**Dataset entries**
Start of Block

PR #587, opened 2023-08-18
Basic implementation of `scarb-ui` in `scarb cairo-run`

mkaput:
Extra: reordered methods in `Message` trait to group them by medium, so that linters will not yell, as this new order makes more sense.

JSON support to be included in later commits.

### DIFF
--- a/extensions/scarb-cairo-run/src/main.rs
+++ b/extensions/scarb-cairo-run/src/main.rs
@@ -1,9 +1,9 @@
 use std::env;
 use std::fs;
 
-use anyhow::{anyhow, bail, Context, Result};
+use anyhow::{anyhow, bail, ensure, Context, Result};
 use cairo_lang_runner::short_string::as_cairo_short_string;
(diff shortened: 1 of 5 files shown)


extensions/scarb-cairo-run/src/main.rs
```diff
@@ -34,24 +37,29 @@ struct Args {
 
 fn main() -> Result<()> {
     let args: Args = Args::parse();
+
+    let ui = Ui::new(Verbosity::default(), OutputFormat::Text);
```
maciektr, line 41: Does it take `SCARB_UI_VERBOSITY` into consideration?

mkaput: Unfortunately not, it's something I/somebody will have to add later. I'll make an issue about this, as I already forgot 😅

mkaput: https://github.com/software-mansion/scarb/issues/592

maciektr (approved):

End of Block
Start of Block

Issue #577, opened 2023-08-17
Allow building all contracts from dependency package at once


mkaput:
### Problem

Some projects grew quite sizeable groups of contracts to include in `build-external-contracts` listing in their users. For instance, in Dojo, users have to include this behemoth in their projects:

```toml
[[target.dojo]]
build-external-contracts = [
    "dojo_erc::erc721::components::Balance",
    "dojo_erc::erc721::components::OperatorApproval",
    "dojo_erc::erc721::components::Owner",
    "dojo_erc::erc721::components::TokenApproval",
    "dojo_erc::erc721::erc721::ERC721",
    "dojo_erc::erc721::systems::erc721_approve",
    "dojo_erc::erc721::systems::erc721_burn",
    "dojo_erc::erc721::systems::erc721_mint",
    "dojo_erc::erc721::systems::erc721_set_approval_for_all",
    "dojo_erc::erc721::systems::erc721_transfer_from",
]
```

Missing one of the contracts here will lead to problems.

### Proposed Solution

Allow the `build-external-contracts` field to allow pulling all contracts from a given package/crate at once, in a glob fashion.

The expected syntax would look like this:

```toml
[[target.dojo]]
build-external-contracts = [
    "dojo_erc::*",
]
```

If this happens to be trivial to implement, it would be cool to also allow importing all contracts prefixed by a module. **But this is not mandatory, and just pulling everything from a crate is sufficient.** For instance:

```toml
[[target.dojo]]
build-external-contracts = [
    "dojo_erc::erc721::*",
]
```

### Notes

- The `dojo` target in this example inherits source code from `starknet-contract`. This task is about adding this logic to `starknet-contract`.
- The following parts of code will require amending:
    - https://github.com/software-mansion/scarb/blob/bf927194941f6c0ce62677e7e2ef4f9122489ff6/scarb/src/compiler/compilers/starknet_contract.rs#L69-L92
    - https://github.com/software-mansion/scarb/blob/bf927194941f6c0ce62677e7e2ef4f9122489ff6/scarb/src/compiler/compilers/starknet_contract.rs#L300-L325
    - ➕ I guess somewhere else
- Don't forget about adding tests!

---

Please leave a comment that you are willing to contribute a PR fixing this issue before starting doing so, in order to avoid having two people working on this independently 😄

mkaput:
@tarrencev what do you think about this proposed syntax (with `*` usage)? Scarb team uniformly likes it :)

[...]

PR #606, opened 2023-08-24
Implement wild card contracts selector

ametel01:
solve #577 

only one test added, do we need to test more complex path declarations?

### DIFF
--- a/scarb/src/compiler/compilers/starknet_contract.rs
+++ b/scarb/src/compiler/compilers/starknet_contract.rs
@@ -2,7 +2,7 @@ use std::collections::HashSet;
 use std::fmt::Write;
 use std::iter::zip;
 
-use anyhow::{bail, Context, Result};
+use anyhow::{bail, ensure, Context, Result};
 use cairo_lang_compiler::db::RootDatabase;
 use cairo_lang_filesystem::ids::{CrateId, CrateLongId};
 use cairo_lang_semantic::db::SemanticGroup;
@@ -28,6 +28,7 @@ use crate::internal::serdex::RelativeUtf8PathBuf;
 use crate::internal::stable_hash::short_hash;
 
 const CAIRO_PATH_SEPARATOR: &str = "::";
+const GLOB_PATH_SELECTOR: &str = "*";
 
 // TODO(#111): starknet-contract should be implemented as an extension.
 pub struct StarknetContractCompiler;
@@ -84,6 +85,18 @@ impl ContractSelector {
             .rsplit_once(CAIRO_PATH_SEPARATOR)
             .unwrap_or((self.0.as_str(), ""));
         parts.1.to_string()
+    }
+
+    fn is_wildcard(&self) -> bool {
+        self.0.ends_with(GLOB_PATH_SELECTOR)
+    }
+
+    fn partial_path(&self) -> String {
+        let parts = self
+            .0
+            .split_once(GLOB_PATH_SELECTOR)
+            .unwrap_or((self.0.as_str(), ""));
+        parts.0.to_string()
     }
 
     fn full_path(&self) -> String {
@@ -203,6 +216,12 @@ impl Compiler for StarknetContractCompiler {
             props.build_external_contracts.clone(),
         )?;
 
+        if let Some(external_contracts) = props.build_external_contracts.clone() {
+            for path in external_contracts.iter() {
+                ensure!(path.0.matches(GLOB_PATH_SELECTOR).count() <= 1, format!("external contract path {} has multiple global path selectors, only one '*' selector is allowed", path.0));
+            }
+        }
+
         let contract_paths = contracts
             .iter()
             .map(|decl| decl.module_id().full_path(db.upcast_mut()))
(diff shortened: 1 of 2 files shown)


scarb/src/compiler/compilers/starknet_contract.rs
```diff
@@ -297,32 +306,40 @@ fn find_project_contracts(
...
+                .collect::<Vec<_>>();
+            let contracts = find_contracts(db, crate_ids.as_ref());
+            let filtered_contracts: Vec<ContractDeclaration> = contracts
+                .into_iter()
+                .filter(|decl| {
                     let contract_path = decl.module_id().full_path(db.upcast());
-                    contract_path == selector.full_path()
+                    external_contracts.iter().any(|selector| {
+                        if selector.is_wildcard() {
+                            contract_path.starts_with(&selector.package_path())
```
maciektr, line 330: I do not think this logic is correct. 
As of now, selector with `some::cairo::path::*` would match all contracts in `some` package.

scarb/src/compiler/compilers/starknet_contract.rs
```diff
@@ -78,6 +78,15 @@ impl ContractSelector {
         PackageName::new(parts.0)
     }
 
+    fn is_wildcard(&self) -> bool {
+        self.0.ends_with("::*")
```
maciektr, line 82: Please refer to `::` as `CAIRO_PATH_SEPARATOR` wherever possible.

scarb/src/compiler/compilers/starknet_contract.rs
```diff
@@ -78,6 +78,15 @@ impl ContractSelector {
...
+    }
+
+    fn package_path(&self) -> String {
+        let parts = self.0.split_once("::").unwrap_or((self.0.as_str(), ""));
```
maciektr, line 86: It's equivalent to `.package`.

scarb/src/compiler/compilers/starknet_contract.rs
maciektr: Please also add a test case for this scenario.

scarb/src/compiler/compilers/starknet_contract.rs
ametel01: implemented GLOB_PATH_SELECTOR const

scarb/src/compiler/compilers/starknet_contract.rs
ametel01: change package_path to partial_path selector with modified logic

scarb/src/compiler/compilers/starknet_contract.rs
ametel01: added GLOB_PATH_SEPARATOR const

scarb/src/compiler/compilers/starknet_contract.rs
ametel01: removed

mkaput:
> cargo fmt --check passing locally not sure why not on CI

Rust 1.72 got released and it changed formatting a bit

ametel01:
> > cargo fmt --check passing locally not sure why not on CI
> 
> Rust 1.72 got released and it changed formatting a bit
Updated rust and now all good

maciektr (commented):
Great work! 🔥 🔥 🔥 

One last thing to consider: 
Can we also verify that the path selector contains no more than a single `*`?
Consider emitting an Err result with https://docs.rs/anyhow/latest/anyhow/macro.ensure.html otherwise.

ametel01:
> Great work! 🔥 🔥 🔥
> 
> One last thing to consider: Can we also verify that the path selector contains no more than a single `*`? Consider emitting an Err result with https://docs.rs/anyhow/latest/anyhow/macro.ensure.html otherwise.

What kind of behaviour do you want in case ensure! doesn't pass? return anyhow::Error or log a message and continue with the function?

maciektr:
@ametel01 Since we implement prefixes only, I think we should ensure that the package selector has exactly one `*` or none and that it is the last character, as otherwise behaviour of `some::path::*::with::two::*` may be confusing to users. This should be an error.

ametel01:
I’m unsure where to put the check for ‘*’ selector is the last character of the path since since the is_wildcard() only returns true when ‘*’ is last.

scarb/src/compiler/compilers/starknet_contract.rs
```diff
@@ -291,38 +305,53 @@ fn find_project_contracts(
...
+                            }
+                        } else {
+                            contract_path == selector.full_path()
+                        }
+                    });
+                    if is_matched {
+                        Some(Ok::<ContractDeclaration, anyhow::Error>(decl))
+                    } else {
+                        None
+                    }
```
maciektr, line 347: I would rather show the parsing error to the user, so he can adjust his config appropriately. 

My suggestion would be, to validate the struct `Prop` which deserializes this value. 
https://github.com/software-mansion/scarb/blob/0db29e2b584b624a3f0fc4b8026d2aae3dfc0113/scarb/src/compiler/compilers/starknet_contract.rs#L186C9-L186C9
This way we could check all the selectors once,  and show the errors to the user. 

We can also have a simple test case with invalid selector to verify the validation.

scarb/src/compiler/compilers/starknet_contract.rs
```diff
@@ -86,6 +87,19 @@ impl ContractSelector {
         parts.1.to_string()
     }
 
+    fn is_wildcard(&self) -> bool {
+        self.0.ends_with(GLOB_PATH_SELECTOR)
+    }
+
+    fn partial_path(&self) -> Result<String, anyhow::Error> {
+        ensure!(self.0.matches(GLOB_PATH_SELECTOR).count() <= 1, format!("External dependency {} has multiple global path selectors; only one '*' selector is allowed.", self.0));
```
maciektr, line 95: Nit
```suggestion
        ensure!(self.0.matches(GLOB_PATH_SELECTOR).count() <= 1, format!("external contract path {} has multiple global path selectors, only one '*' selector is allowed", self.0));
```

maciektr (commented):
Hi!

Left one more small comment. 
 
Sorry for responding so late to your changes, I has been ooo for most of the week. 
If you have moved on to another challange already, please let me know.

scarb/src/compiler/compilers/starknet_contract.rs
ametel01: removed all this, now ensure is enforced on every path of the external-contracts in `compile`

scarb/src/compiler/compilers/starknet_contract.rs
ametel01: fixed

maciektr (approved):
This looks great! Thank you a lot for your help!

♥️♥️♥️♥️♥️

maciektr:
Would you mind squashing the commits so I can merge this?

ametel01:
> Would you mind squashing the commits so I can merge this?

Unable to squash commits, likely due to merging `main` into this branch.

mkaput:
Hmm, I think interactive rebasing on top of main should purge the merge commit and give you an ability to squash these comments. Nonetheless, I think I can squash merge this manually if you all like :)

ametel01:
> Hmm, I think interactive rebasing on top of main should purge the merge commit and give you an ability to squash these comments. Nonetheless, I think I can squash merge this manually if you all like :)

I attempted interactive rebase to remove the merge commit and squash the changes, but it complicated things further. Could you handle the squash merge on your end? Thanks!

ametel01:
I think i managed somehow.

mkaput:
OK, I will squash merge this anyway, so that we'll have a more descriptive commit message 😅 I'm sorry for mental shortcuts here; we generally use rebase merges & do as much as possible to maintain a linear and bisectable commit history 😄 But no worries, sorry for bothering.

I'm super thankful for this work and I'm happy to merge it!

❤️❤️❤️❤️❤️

End of Block

In the data above, find each line that has the word "single" and copy it out.

**Response for this exercise**
Can we also verify that the path selector contains no more than a single `*`?
> One last thing to consider: Can we also verify that the path selector contains no more than a single `*`? Consider emitting an Err result with https://docs.rs/anyhow/latest/anyhow/macro.ensure.html otherwise.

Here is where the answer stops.